In our last installment, I found that the combination of Windows Home Server as a NAS and Vista SP1 as a client could achieve read performance of almost 80 MB/s. But that impressive speed was reached only with filesizes that were smaller than the amount of RAM in both the client and NAS systems. Once caches were exceeded, performance fell to slightly under 60 MB/s, limited by the speed of a single SATA drive; WHS' key weakness.
I then made a detour into the low end to see how much performance could be squeezed from Intel's Atom mini-ITX board. I used both FreeNAS and Ubuntu Sever as OSes and found the latter able to get me up to read speeds of just shy of 60 MB/s with a RAID 0 array.
So I had high hopes of achieving significantly better performance when I installed the Ubuntu Server, mdadm and Webmin combination on the former WHS test bed. But try as I might, despite days of testing, I'm still far from the 100 MB/s read / write goal.
The problem isn't due to any limitation on the machine running iozone. It's a Core 2 Duo machine with a PCIe gigabit Ethernet connection that has been tested to read and write data at over 100 MB/s. And iozone doesn't access the system hard drive during testing, so that's not what is holding me back.
So I asked iozone's creator and filesystem expert Don Capps for any wisdom that he could shed on the subject. His response was illuminating, as usual:
RAID 0 can improve performance under some circumstances, specifically, sequential reads, with an operating system that does plenty of read-ahead. For this case, the read-ahead permits drives to overlap their seeks and pre-stage the data into the operating system's cache.

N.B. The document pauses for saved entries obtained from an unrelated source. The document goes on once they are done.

PR #450, opened 2022-10-26
Add filter chip for subscription status - WIP

### LINKED ISSUE #438: Enhancement: Add filter criterion for subscription state
I'd like to show, for example, any Downloaded, In Progress episodes irrespective of subscription state.

Proposal: Create a new filter that allows for podcast subscription state to be defined ( _All_ | _Subscribed_ | _Not Subscribed_)

Since current behavior is that a filter automatically includes only episodes of subscribed podcasts, perhaps the above criterion can default to _Subscribed_ when presented in the UI so that existing filters remain backwards compatible, and are updated only if the user changes the value to include _All_ or _Not Subscribed_.

aidano:
Fixes #

This fixes https://github.com/Automattic/pocket-casts-ios/issues/438 by allowing the user to filter by podcast subscription status (_All_ | _Subscribed_ | _Not Subscribed_ )

Due to some naming challenges that this functionality introduces, while the code is fully functional in my testing, and should be very close to production-ready (pending any review feedback), the UX is not. 

The primary challenge is confusion around the naming and related functionality of the _All Your Podcasts_ filter chip versus this one (_Any Podcast_ / _Subscribed_ / _Not Subscribed_): it's too similar and will likely introduce user confusion.

Maybe someone on the Automattic team can chime in with thoughts or ideas.

## To test

* Subscribe to a podcast
* Download an episode from that podcast
* Download an episode from a podcast to which you're not subscribed
* Create a filter for 'Downloaded' Download status
* Filter by subscription status using the right-most filter chip

The below screenshots and video provide more context based on the above test scenario.

#### 1) Filtering by Subscribed
Filtering by Subscribed
Filtering by Subscribed

#### 2) Filtering by Not Subscribed
Filtering by Not Subscribed
Filtering by Not Subscribed

#### 3) Filtering by All
Filtering by All
Filtering by All

#### Video of a Playlist of Unplayed, Downloaded Podcasts, Filtering by Subscription Status
https://user-images.githubusercontent.com/621864/198107003-6e55af77-8d15-483b-ba17-db6e8a198f74.mp4

## Checklist

This is a WIP due to the UX nuances introduced and as such is not ready for the below checklist items.

### DIFF
--- a/Modules/DataModel/Sources/PocketCastsDataModel/Private/Managers/EpisodeFilterDataManager.swift
+++ b/Modules/DataModel/Sources/PocketCastsDataModel/Private/Managers/EpisodeFilterDataManager.swift
@@ -25,7 +25,9 @@ class EpisodeFilterDataManager {
         "wasDeleted",
         "filterDuration",
         "longerThan",
-        "shorterThan"
+        "shorterThan",
+        "filterSubscribed",
+        "filterNotSubscribed"
     ]
 
     func count(includeDeleted: Bool, dbQueue: FMDatabaseQueue) -> Int {
@@ -227,6 +229,8 @@ class EpisodeFilterDataManager {
         filter.filterDuration = rs.bool(forColumn: "filterDuration")
         filter.longerThan = rs.int(forColumn: "longerThan")
         filter.shorterThan = rs.int(forColumn: "shorterThan")
+        filter.filterSubscribed = rs.bool(forColumn: "filterSubscribed")
+        filter.filterNotSubscribed = rs.bool(forColumn: "filterNotSubscribed")
 
         return filter
     }
@@ -256,6 +260,8 @@ class EpisodeFilterDataManager {
         values.append(filter.filterDuration)
         values.append(filter.longerThan)
         values.append(filter.shorterThan)
+        values.append(filter.filterSubscribed)
+        values.append(filter.filterNotSubscribed)
 
         if includeUuidForWhere {
             values.append(filter.uuid)
--- a/Modules/DataModel/Sources/PocketCastsDataModel/Private/Managers/PodcastDataManager.swift
+++ b/Modules/DataModel/Sources/PocketCastsDataModel/Private/Managers/PodcastDataManager.swift
@@ -166,6 +166,19 @@ class PodcastDataManager {
         return allPodcasts
     }
 
+    func allSubscribedPodcastUuids(dbQueue: FMDatabaseQueue) -> [String] {
+        var allSubscribed = [String]()
+        cachedPodcastsQueue.sync {
+            for podcast in cachedPodcasts {
+                if !podcast.isSubscribed() { continue }
+
+                allSubscribed.append(podcast.uuid)
+            }
+        }
+
+        return allSubscribed
+    }
+    
     func allUnsubscribedPodcastUuids(dbQueue: FMDatabaseQueue) -> [String] {
         var allUnsubscribed = [String]()
         cachedPodcastsQueue.sync {
--- a/Modules/DataModel/Sources/PocketCastsDataModel/Private/Managers/Util/DatabaseHelper.swift
+++ b/Modules/DataModel/Sources/PocketCastsDataModel/Private/Managers/Util/DatabaseHelper.swift
@@ -640,6 +640,16 @@ class DatabaseHelper {
                 return
             }
         }
+        if schemaVersion < 41 {
+            do {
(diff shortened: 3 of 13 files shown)


leandroalonso:
Hey @aidano, thanks for your contribution.

Could you please add images/videos showing the changes you added to this PR? This helps a lot so other people can chime in with their thoughts without necessarily having to build the code.

aidano:
@leandroalonso  Sure thing. I've edited the original comment to contain some screenshots and a demo of the filter being used in a playlist.

geekygecko:
Thanks for taking the time with this contribution. We might have to consider some other issues before accepting this change:

- The idea behind filters was it only displayed subscribed podcasts. Allowing unsubscribed podcasts could raise new issues, such as how would remove an unsubscribed podcast from a filter if you are no longer interested in it.
- I don’t believe we sync all unsubscribed podcasts so two mobile devices with the same filter won’t look the same which might cause confusion and support issues.
- We would need to make sync server code changes to support this first.
- If you just open a podcast in discover without playing an episode on Android it adds it to your database as unsubscribed.

aidano:
Thanks for taking the time to outlay the challenges with this. While navigating the code more, I did gain a sense that there are some systemic challenges around making episodes from unsubscribed podcasts a 1st class citizen, so it's not a big surprise.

RAID 0 can also improve sequential write performance, with an application and an operating system that permits plenty of write-behind. In this case, the application is doing simple sequential writes and the operating system is completing the writes when the data is in its cache. The operating system can then issue multiple writes to the array and again overlap the seeks. The operating system may also combine small writes into larger writes.
The controller and disks may also support command tag queuing. This would permit multiple requests to be issued to the controller or disks and then the controller, or disks, could re-order the operations such that it reduces seek latencies.
These mechanisms can also occur in other RAID levels, but may be hampered by slowness in the XOR engine, controller or bus limitations, stripe wrap, parity disk nodalization, command tag queue depth, array cache algorithms or several other dozen factors...
Many of these clever optimizations may also have less effect as a function of file size. For example, write-behind effect might decrease as the file size exceeds the size of RAM in the operating system. Once this happens, the operating system's cache is full, and the array can not drain the cache as fast as the writer is trying to fill it.
In this case, performance deteriorates to a one-in / one-out series, or may deteriorate to a "sawtooth" function, if the operating system detects full cache and starts flushing in multi-block chunks. This permits the seek overlap to re-engage, but the full condition rapidly returns (over and over) as the writer can remain faster than the drives can receive the data.
Read-ahead effects can also fade. If one application is performing simple sequential reads, then read-ahead can overlap the disk seeks. But as more applications come online, the array can become saturated with read-ahead requests, causing high seek activity.
Finally, as the number of requesting applications rise, the aggregate data set can exceed the operating system's cache. When this happens, read-aheads complete into the operating system's cache. But before the application can use the read-ahead blocks, the cache might be reused by another application. In this case, the read-ahead performed by the disks was never used by the application, but it did create extra work for the disks. Once this threshold has been reached, the aggregate throughput for the array can be lower than for a single disk!
So it's important to understand that application workload can have a very significant impact on RAID performance. It's easy to experience a performance win in some circumstances. But it's also not so easy to prevent side effects or to keep the performance gain from fading away.
Don also provided some insight into how other RAID modes can affect filesystem performance.
RAID 1 is a "mirrored" set of disks, with no parity. A reader can go to disk 1 or disk 2 and it is up to the RAID controller to load balance the traffic. A writer must place the same data on both disks.
Write performance is the same or lower than that of a single drive. However, read performance might be improved, depending on how well the controller overlaps seeks.
Performance can be limited by disk 1, or disk 2 or disk 3. Parity is generated by doing an XOR of block 1 and block 2. This permits the reconstruction of either block 1 or block 2 by doing an XOR with the remaining good disk and the parity disk.
However, the XOR operation takes time and CPU resources. It can easily become a bottleneck unless there is a hardware assist for the XOR. Performance is also greatly improved by having multiple parity engines and NVRAM to permit asynchronous writes of the data blocks and the parity blocks.
RAID 10 (or RAID 1+0) is a nested-RAID array that combines striping and mirroring. It can provide improved data integrity (via mirroring), and improved read performance. But it requires additional disk space (four drives, minimum) and more sophistication in the RAID controller.
A reader can read block 1 from either disk 1 or disk 2, which permits load balancing. The striping permits more than 2 disks to participate in the mirroring.